第98話 後悔とこれから
本日もよろしくお願いいたします。
昨日は更新出来ずすいません。
体調不良を訴える沢良木君が保健室へ向かうため教室を出ていきました。
突然席を立った宗君に面食らい、わたしは彼の後ろ姿を見つめるしか出来なくて。
本当は着いて行きたかったけれど、菅野さんがいる手前、お互いに睨みを効かせ牽制をしてしまい抜け駆けするのは難しかったです。悔しいです。
わたし達は未だに睨み合っています。
わたしはすっかり視線を外すタイミングを掴み損なってしまい、そのままなのです。
「おい」
と、そこへ声をかけて来たのはのは藤島君でした。
その声色はいつもより数段低く感じて、不思議に思い視線を向けました。
隣の菅野さんや唯ちゃんも藤島君へ視線を向けました。
「……そんなんじゃ、沢良木に嫌われるぞお前達」
「「え?」」
わたしと菅野さんの声が被りました。
宗君、に、嫌われる?
それって……。
藤島君のその言葉に唯ちゃんが慌てて問い詰めます。
「ち、ちょっと健太!? 何言ってんの!!」
「唯は黙ってろ。一回言わないと気が済まない。いい加減沢良木が不憫になってきた」
「ふ、不憫て……」
まとわりつく唯ちゃんを手で制すと、藤島君はわたしと菅野さんから視線を外さずに続けました。

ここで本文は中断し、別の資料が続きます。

PR #2083, opened 2020-07-04
Use WorkManager to send voice commands

### LINKED ISSUE #1958: voicecommand widget not working with energysave
if you close the app by "close all" on app overwiew and then try to send voicecommand with widget, google reacts to voice, but the command is not sent to openhab and  the popup generated by the app which displays the recognized text is not showing up.

if app is closed (same scenario as before) and energy saving options for openhab are disabled, then then voice command is always sent to openhab and the popup shows up with the spoken command.

possible solutions:
1. give user a hint to disable energy saving options for openhab in system settings (open settingspage automatically at install)
2. optimize background logic

tested on android 9

mueller-ma:
Fixes #1958

This is mostly untested as I don't have a voice recognition app currently.

@markusuidl Do you want to test the following apk?

- Rename it to .apk
- Install my apk

[mobile-foss-beta-debug.zip](https://github.com/openhab/openhab-android/files/4874123/mobile-foss-beta-debug.zip)


markusuidl:
Ok will give this a try.

Should I enable energy optimization from Android for the app, because actually I have excluded the application from power save?

mueller-ma:
> Should I enable energy optimization from Android for the app, because actually I have excluded the application from power save?

Yes, this shouldn't be needed any longer with this PR.

markusuidl:
@mueller-ma had no time to uninstall and reinstall your apk, finally managed now and will test...

markusuidl:
@mueller-ma installed your apk, works like a charm!

android system energy optimization is enabled for openhab (by default after reinstall)
placed widget to homescreen and it seems to work better now
voicecommands in app work too

voicecommands of my testing scenarios have been recognized and sent to openhab 👍

mobile/src/main/java/org/openhab/habdroid/background/BackgroundTasksManager.kt
```diff
@@ -162,6 +164,27 @@ class BackgroundTasksManager : BroadcastReceiver() {
...
             }
+            ACTION_VOICE_RESULT -> {
+                var voiceCommand = intent.getStringArrayListExtra(RecognizerIntent.EXTRA_RESULTS)?.elementAtOrNull(0)
+                    ?: return
+
+                Log.i(TAG, "Recognized text: $voiceCommand")
+                context.getPrefs().getPrefixForVoice()?.let { prefix ->
+                    voiceCommand = "$prefix|$voiceCommand"
+                    Log.d(TAG, "Prefix voice command: $voiceCommand")
+                }
```
maniac103, line 175: Since voice commands are handled specially anyway, why not remove adding the prefix here...

mobile/src/main/java/org/openhab/habdroid/background/ItemUpdateWorker.kt
```diff
@@ -221,6 +225,33 @@ class ItemUpdateWorker(context: Context, params: WorkerParameters) : Worker(cont
         }
     }
 
+    private fun handleVoiceCommand(connection: Connection, value: ValueWithInfo): Result {
+        val headers = mapOf("Accept-Language" to Locale.getDefault().language)
```
maniac103, line 229: ... and instead do it here, which avoids the `split()` line below.

mobile/src/main/java/org/openhab/habdroid/background/ItemUpdateWorker.kt
```diff
@@ -221,6 +225,33 @@ class ItemUpdateWorker(context: Context, params: WorkerParameters) : Worker(cont
...
+                    .post("rest/voice/interpreters", value.value, headers = headers)
+                    .asStatus()
+            }
+        } catch (e: HttpClient.HttpException) {
+            if (e.statusCode == 404) {
+                Log.d(TAG, "Voice interpreter endpoint returned 404, falling back to item")
+                runBlocking {
+                    connection.httpClient
+                        .post("rest/items/VoiceCommand", value.value)
+                        .asStatus()
```
maniac103, line 242: If that statement throws, the app will crash (unlike before, where there was a nested try-catch).

mobile/src/main/java/org/openhab/habdroid/background/BackgroundTasksManager.kt
mueller-ma: Sure, that's a better solution.

mobile/src/main/java/org/openhab/habdroid/background/ItemUpdateWorker.kt
mueller-ma: Added try/catch here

「……お前達、お互いに張り合う事ばっかりに夢中で、周りが見えてないんじゃねぇの?」
藤島君はわたしと菅野さんそれぞれに視線を巡らすと、そう言い放ちました。
その言葉と表情には怒りと呆れが見え隠れしているように感じて。
「ここのところ毎日だろ。事ある毎に張り合って。今みたいに昼休みや普段の休み時間、授業中だって」
「そ、そんなこと、あたしは……」
「……」
藤島君の言葉に菅野さんは言い淀み、わたしは口を開くことも出来ません。
何と言うべきなのか、全く思い付かない体たらくで
「挙げ句の果てに、大好きな沢良木まで蔑ろにするようじゃ、呆れを通り越して笑えるわ。一回でも沢良木の立場になって考えたか? 自分の友人が揃っていがみ合う姿を。……こんなんじゃ、いつ沢良木に愛想尽かされてもおかしくないよな」
「……っ!」
「健太っ!!」
「ったく、はいはい、わかりましたよ。余計なお世話だったな。……俺が言いたかったのはそれだけだ」
ヒラヒラと手を振りながら離れて行く藤島君。
わたしは何も言えず、その背中を見送るだけでした。
「……宗君」
「……沢良木君」
菅野さんとわたしの呟いた言葉だけがその場に漂いました。
教室には休み時間の喧騒が満ちているけれど、わたし達の周りにはどこか決まりの悪い空気が流れていました。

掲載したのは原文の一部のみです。